# Do you use the A34 ? Please read this thread.



## Grizzly (May 9, 2005)

I live close to the A34. Many MHF members will use it on their way to Portsmouth or the south coast. Almost every day there is an accident and a subsequent hold-up; some days these hold-ups are extensive and there has been significant loss of life and serious injury locally. This road carries far more traffic than it was designed or constructed to do.

Our local MP has got up a petition to ask that certain improvements are put into effect.

If you use this road then please would you consider adding your name:

HERE

Thanks

G


----------



## nicholsong (May 26, 2009)

G

The petition's introduction is very vague.

Would it not be better to wait until there are specific proposals for improvements?

I have used it a lot in the past when driving professionally and, apart from delays getting onto it southbound from the M40 East and getting off at Winchester roundabout onto the M3, I found it a very good road and never encountered an accident.

Geoff


----------



## bigfrank3 (Mar 26, 2007)

Done as you've asked, now how long do I have to wait for the improvements. :lol: 

Frank


----------



## bognormike (May 10, 2005)

Having travelled on the a34 to and from the oxford area for 35 years (is it really that long? 8O ), I have to agree that it's become overloaded with traffic, and when an accident or something else blocks it, there can be absolute chaos. I went to watch oxford on Tuesday evening this week. There had been an accident on the A34 in the early morning and it was only cleared mid afternoon. A friend at the match had set off for a meeting, but had to give up because every road in the area was gridlocked because of the closure of the A34. I stopped off at my son's house in Didcot on the way up, and there was another accident, this time heading south, which caused even more problems. 
The road has become a motorway substitute between Winchester and the m40, carrying trucks from Southampton docks, and of course in the summer it has huge amount of holiday traffic.
I used to be able after an evening match at oxford (in those heady days of the 80's!) to head down the A34 with not much traffic and relax, but nowadays it's always busy - trucks running through the night, and every layby is full with overnighting trucks ( no motorhomes!). 
I know that the HS2 train link is important but if only a bit of what is being promised for that could be diverted to improving roads like the A34, maybe it would bring more financial benefit to the country.


----------



## Grizzly (May 9, 2005)

nicholsong said:


> G
> 
> The petition's introduction is very vague.
> 
> ...


I think Geoff that the petition is as much a plea for someone, somewhere in the Department for transport to take the A34 seriously and do something soon. There are proposals for local improvements - the Lodge Hill interchange, opening feeder roads in Drayton etc- but it is a vast re-think that is needed.

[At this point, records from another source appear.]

PR #17, opened 2015-12-22
Fix egs_view thread porting regression where simple scenes black out

mstoeckl:
See PR #16.

This change fixes a porting regression where on interacting with the image window 
it would black out for the duration of the interaction. It also protects against a possible
bug in which the scene could render before a geometry is set.


mainegra:
I had done it manually from your message. But as agreed, I will pull it from your PR's tomorrow. Thanks again!

PR #21, opened 2015-12-30
Fix sampling of point within cylinder shape

mchamberland:
Take into account midpoint of cylinder when sampling within the shape.


ftessier:
Thank you @mchamberland. Is there a reason why you use `this->xo` instead of simply `xo`? Otherwise, please modify your pull request to just `return EGS_Vector(x,y,z) + xo;`

mchamberland:
Only reason for "this" was that I couldn't remember if it was required or not in C++ and opted for the safe option! I'll modify the request.

ftessier:
It is required in other places (in this same .h file) when a local variable `xo` shadows the object's own `xo`, in which case `this->xo` and `xo` are then different variables. Thank you!

ftessier:
@mchamberland, can you squash your two commits together to keep the history as lean as possible? https://git-scm.com/book/en/v2/Git-Tools-Rewriting-History#Squashing-Commits

mchamberland:
Let me know if that works.

PR #25, opened 2016-01-07
Use EGS_SimpleAliasTable instead of EGS_AliasTable where appropriate

mchamberland:
EGS_ShapeCollection and EGS_SourceCollection can both use the simpler and more efficient EGS_SimpleAliasTable instead of EGS_AliasTable.


ftessier:
@mchamberland can you create a new pull request for these changes, which are now in conflict with the reformatted code. Thank you!

PR #26, opened 2016-01-11
Use EGS_SimpleAliasTable instead of EGS_AliasTable where appropriate

mchamberland:
EGS_ShapeCollection and EGS_SourceCollection both use EGS_AliasTable
when they could be using the more efficient EGS_SimpleAliasTable.

This commit also fixes a typo in the header guard of egs_alias_table.h.


ftessier:
Fixed conflicts, merged and rebased in 2328fa6.

PR #27, opened 2016-01-12
Fix bug in cshrc additions script

mchamberland:
Variable expansion with a colon after it treats the letters after the colon as modifiers. Wrap the variable in curly braces to avoid a bad modifier error.


ftessier:
Indeed, this is true csh (although in bash the syntax is ok). Thank you for pointing this out. By the way you really ought to stop using csh: http://www.grymoire.com/Unix/CshTop10.txt :-)

mchamberland:
Ha! I only use csh because it's the default when I log in at Carleton. I guess I **could** change to bash, with minimal effort.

You say you used it " in the past" but how long ago is that ? When we moved into this house, 20 years ago, we had no problems with road noise at all. Now is is impossible. We cannot sit comfortably outside in summer as it is so loud. We live less than a kilometre from it and it is up on a sort of causeway so nothing absorbs the sound. We know immediately when there is an accident as it all goes quiet.

I have a live feed on my desktop of local road conditions and there is rarely a day goes by without stoppages of some sort. The accidents that Mike mentions this week are in addition to the whole thing being closed for 2 or 3 days each, north and south, for bridge work in the middle of this month. Diversions were 70 miles in total. Tonight we are advised to keep off it as there is a transformer being moved from Didcot. Things are not helped by a landslip last year on Boar's Hill, our alternative road to Oxford, which has meant that road has been closed completely and there is no prospect of re-opening in the near future.

It is getting worse and it is seriously affecting investment in the area as so many are held up for so long on their way to work. It does not seem to be a priority with those who can do something about it however.

G


----------



## Camdoon (Sep 21, 2012)

The A14 is the busiest A road in the UK. Part of it will be upgraded by being turned into a toll road. Be careful what you shout for.


----------



## bognormike (May 10, 2005)

Camdoon said:


> The A14 is the busiest A road in the UK. Part of it will be upgraded by being turned into a toll road. Be careful what you shout for.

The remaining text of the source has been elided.